# American looking to make the move to Canada



## DocRyan (Jul 31, 2009)

Hello all;
I am looking into possibly moving North of the border in the next 5yrs is there any advice you folks could give me on what city/province area to choose in Canada over another? I'll give you some info on myself so you can get an idea of what demographic I may fit into.

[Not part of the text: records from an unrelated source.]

PR #282, opened 2025-05-21
Add jobs_in_directory context manager SO107

dormrod:
# Description

Adds a context manager `use_subdir` (feel free to suggest a better name). This allows all jobs which are run in the given context to be put in a subdirectory of the plams workdir, allowing the result directories to have more structure. All other behaviour should remain the same.

For multi-jobs, this change applies only to the top level multi job.

This feature is used as follows:
```
 >>> with use_subdir("GeometryOptimization"):
 >>>     with use_subdir("DFTB"):
 >>>        job1.run()
 >>>     with use_subdir("ML/M3GNet"):
 >>>        job2.run()
 >>>     print(job1.path)
 >>>     print(job2.path)
path/GeometryOptimization/DFTB/job1
path/GeometryOptimization/ML/M3GNet/job2
```

The example `BasisSetBenchmark` has been updated to use this.
The tree before was:
```
plams_workdir
├── Acetylene_DZ
├── Acetylene_DZP
├── Acetylene_QZ4P
├── Acetylene_SZ
├── Acetylene_TZ2P
├── Acetylene_TZP
├── Ethane_DZ
├── Ethane_DZP
├── Ethane_QZ4P
├── Ethane_SZ
├── Ethane_TZ2P
├── Ethane_TZP
├── Ethylene_DZ
├── Ethylene_DZP
├── Ethylene_QZ4P
├── Ethylene_SZ
├── Ethylene_TZ2P
├── Ethylene_TZP
├── Methane_DZ
├── Methane_DZP
├── Methane_QZ4P
├── Methane_SZ
├── Methane_TZ2P
└── Methane_TZP
```

and the tree after is now:
```
plams_workdir
├── Acetylene
│   ├── Acetylene_DZ
│   ├── Acetylene_DZP
│   ├── Acetylene_QZ4P
│   ├── Acetylene_SZ
│   ├── Acetylene_TZ2P
│   └── Acetylene_TZP
├── Ethane
│   ├── Ethane_DZ
│   ├── Ethane_DZP
│   ├── Ethane_QZ4P
│   ├── Ethane_SZ
│   ├── Ethane_TZ2P
│   └── Ethane_TZP
├── Ethylene
│   ├── Ethylene_DZ
│   ├── Ethylene_DZP
│   ├── Ethylene_QZ4P
│   ├── Ethylene_SZ
│   ├── Ethylene_TZ2P
│   └── Ethylene_TZP
└── Methane
    ├── Methane_DZ
    ├── Methane_DZP
    ├── Methane_QZ4P
    ├── Methane_SZ
    ├── Methane_TZ2P
    └── Methane_TZP
```

Some unit tests have also been added for this functionality.

Reviewers please let me know if there are any "gotchas" I might have missed.


core/basejob.py
```diff
@@ -345,7 +345,7 @@ def _log_status(self, level: int) -> None:
 
     def _full_name(self) -> str:
         if self.parent:
-            return "/".join([self.parent._full_name(), self.name])
+            return opj(self.parent._full_name(), self.name)
```
dormrod: (for consistency, just used for duplicate job name renaming in the manager)

core/functions.py
```diff
@@ -7,7 +7,8 @@
 import types
 from os.path import dirname, expandvars, isdir, isfile
 from os.path import join as opj
-from typing import Dict, Iterable, Optional, Generator, TYPE_CHECKING
+from pathlib import Path
```
dormrod, line 10: (Will swap to using Path throughout PLAMS in a separate PR as per https://jira.scm.com/browse/SCMSUITE-8685)

examples/BasisSetBenchmark/BasisSetBenchmark.py
mhellstr, line 1: ``ja`` (and ``average_errors``) might be unbound in BasisSetBenchmark.py near the bottom of the file.

examples/BasisSetBenchmark/BasisSetBenchmark.py
```diff
@@ -5,7 +5,7 @@
 
 import sys
 import multiprocessing
-from scm.plams import JobRunner, config, from_smiles, Settings, AMSJob, init
+from scm.plams import JobRunner, config, from_smiles, Settings, AMSJob, init, use_subdir
```
mhellstr: If use_subdir can be imported then so can JobAnalysis, so you can probably assume that JobAnalysis exists (simplifies the example).

core/functions.py
SiebeLeDe: Hi dormrod, I have been using plams in combination with pathlib.Path instances. I noticed an annoying error when integrating plams with the pathlib library as unpickling jobs goes wrong when pickling jobs on a HPC cluster (often on a Linux operating system), and then unpickling them on my own Windows machine. 

Maybe good to look into this (for example, detect Path instances in the __getstate__ dunder method)?

examples/BasisSetBenchmark/BasisSetBenchmark.py
dormrod: Thanks, updated

examples/BasisSetBenchmark/BasisSetBenchmark.py
dormrod: Updated

core/functions.py
dormrod: Do you mean when you have modified the `Job.path` from:
```
self.path: Optional[str]
```
to 
```
self.path: Optional[Union[str, os.PathLike]]
```
?

If this is changed I will make sure it works cross-platform, thanks for the heads-up!

SiebeLeDe: In essence, yes, although I keep the self.path as a string.

My problem occurs when adding additional attributes to my own implementation of a MultiJob class. Below you can see the simplified structure in which I include the pl.Path instance via the `System` dataclass (I use it for defining and computing stationary states belonging to a reaction). Note: the example below is not practical, but I hope to convey the picture. 

I could also see the issue online, for example, the comment by sophros in this [stackoverflow issue](https://stackoverflow.com/questions/57286486/i-cant-load-my-model-because-i-cant-put-a-posixpath) 

```
import pathlib as pl
from dataclasses import dataclass

from scm.plams import AMSJob, Molecule, MultiJob, Results, Settings, log


@dataclass
class System:
    name: str
    mol_file: pl.Path  # Introducing here the pl.Path which will be part of the MyJob instance when adding systems to it
    calc_settings: Settings


class MyJobResults(Results):
    def __init__(self, job: "MyJob"):
        super().__init__(job)
        self.system_results = {}

    def get_energies(self) -> dict[str, float]:
        """Get the energies of all systems in the job."""
        for job, system in zip(self.job.children, self.job.systems):
            if not job.ok():
                log(f"Job {job.name} failed. Skipping energy retrieval.")
                continue

            energy = job.get_energy()
            self.system_results[system.name] = energy

        return self.system_results


class MyJob(MultiJob):
    def __init__(self, *args, **kwargs):
        super().__init__(*args, **kwargs)
        self._result_type = MyJobResults
        self.systems: list[System] = []  # Here the coupling to pl.Path is introduced which causes the pickling issue for different operating systems ()

    def add_system_job(self, name: str, mol_file: pl.Path, calc_settings: Settings) -> None:
        system = System(name=name, mol_file=mol_file, calc_settings=calc_settings)
        self.systems.append(system)

    def prerun(self) -> None:
        """Translates the systems into AMSJobs."""
        for system in self.systems:
            job = AMSJob(name=system.name, mol=Molecule(system.mol_file), settings=system.calc_settings)
            self.children.append(job)


def main():
    s = Settings()
    s.input.AMS.task = "SinglePoint"
    s.input.ADF.XC.GGA = "BP86"

    job = MyJob(settings=s)
    job.add_system_job("system1", pl.Path("system1.xyz"), s)
    job.add_system_job("system2", pl.Path("system2.xyz"), s)
    job.run()

    results: "MyJobResults" = job.results  # type: ignore # No generic typing in Results base class
    for system_name, energy in results.get_energies().items():
        print(f"Energy for {system_name}: {energy} eV")


if __name__ == "__main__":
    main()
```

SiebeLeDe: But I believe changing self.path in jobs will give the same error as both self.path as my self.systems are included in the pickling

dormrod: OK makes sense, thanks for the example

dormrod:
Thanks to feedback from @robertrueger, I have made the following changes:

* context manager is now called `run_directory`
* on use, it yields the absolute path to the run directory, assuming the default job_manager will be used
* added property `Jobmanger.current_rundir` to get the absolute path to the run directory, for a given job manager

So the idea is that the structure is now `workdir/rundir/jobdir`, with usage:
```
 >>> with run_directory("GeometryOptimization"):
 >>>     with run_directory("DFTB"):
 >>>        job1.run()
 >>>     with run_directory("ML/M3GNet"):
 >>>        job2.run()
 >>>     print(job1.path)
 >>>     print(job2.path)
path/GeometryOptimization/DFTB/job1
path/GeometryOptimization/ML/M3GNet/job2
```

N.B. run here is an adjective not a verb... i.e. "this is the directory to run in", if it is still confusing can rename again

robertrueger (approved):

dormrod:
Third time lucky, renamed to `jobs_in_directory`:

```
         >>> with jobs_in_directory("GeometryOptimization") as go_dir:
         >>>     with jobs_in_directory("DFTB"):
         >>>        job1.run()
         >>>     with jobs_in_directory("ML/M3GNet"):
         >>>        job2.run()
         >>>     print(go_dir)
         >>>     print(job1.path)
         >>>     print(job2.path)
            path/plams_workdir/GeometryOptimization
            path/plams_workdir/GeometryOptimization/DFTB/job1
            path/plams_workdir/GeometryOptimization/ML/M3GNet/job2
```

and `JobManager.current_dir_for_jobs`

I think this reads well now and is not too confusing - @mhellstr agree?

OH! Also I'm aware there are a bunch of legal hoops to go thru to reside permanently or temporarily in Canada, and I don't want to get into all that on this thread so please just help w/ the logistical part. Thanks!

I. Basic Info
a. 35y/o single & no dependents white male. (except for my 2 cats!lol)

II. Professional
a. 10yrs as a Nurse and I'm also a Licensed Massage Therapist. I'd like to work in a region that
the public understands the importance of alternative medicine w/ the traditional medicine, especially 
Massage Therapy.

b. I'm going under the assumption that Nurses are in need in Canada as bad as they are in the US, 
what markets are best for need as Nurses in Canada?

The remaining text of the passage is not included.